[Goal of the exercise]: Read through the listing below and return only the lines containing "like".

[Recorded information]:

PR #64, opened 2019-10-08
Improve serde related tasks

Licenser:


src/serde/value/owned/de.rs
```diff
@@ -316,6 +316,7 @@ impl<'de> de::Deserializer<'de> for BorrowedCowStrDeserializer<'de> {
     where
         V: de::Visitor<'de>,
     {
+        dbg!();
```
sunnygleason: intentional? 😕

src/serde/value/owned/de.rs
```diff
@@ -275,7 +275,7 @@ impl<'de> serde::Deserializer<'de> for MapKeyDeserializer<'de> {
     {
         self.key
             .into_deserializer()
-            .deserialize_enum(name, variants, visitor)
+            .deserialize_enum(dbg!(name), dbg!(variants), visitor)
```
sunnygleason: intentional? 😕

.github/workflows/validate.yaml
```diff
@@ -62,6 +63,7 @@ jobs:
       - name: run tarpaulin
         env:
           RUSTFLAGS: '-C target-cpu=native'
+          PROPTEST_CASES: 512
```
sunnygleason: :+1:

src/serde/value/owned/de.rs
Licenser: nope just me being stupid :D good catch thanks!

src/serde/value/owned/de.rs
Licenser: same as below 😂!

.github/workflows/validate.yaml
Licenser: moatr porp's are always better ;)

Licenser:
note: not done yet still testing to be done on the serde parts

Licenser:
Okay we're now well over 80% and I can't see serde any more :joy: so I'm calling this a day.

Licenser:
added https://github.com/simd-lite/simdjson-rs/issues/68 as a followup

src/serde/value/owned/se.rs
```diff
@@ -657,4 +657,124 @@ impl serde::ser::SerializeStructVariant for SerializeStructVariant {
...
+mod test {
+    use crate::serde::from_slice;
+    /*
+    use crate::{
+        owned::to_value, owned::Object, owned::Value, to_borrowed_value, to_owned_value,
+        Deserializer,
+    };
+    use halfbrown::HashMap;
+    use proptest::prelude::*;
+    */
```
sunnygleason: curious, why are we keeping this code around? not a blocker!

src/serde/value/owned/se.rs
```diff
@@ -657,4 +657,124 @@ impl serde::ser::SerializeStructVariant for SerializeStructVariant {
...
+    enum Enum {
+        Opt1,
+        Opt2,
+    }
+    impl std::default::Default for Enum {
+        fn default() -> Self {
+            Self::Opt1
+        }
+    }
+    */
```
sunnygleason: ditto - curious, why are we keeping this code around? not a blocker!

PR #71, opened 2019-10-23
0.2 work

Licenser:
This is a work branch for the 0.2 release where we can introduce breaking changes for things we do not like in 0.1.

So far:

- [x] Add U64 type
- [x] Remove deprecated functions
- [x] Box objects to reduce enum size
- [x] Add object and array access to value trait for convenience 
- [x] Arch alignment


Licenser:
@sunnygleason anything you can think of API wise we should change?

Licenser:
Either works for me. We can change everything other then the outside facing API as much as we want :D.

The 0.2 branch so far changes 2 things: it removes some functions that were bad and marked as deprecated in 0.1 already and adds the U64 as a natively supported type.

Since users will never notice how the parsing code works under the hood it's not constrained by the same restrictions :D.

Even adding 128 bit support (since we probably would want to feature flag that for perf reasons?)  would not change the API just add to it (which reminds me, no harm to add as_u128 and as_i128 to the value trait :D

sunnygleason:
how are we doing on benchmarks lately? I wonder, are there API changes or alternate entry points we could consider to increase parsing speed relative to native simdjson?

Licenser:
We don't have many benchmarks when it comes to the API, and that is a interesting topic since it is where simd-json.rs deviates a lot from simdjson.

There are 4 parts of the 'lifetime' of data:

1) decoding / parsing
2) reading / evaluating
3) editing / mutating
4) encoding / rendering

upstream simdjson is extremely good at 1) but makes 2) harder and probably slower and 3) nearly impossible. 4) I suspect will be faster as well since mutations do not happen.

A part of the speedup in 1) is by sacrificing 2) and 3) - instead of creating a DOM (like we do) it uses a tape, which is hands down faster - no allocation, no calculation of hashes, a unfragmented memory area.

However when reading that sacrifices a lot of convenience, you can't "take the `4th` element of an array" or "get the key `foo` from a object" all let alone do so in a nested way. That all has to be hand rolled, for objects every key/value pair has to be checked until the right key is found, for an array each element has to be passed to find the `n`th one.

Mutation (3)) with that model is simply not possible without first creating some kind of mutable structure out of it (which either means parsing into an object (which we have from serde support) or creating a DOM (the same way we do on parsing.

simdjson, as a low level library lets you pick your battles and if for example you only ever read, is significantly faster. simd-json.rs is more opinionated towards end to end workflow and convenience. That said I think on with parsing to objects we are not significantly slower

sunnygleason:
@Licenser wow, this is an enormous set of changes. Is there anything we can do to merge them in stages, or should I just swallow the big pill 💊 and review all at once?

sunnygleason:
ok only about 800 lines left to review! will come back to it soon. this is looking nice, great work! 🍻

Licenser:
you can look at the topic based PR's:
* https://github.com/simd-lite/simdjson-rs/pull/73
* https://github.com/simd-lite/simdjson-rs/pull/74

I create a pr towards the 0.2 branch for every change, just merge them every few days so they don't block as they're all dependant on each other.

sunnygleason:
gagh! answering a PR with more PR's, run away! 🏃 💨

* * *

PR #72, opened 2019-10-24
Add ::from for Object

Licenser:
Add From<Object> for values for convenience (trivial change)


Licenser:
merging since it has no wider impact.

---

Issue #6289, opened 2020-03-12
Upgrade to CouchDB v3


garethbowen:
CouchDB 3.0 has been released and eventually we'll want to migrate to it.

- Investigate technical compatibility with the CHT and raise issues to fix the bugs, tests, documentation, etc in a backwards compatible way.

[Answer to this task]:
This is a work branch for the 0.2 release where we can introduce breaking changes for things we do not like in 0.1.
A part of the speedup in 1) is by sacrificing 2) and 3) - instead of creating a DOM (like we do) it uses a tape, which is hands down faster - no allocation, no calculation of hashes, a unfragmented memory area.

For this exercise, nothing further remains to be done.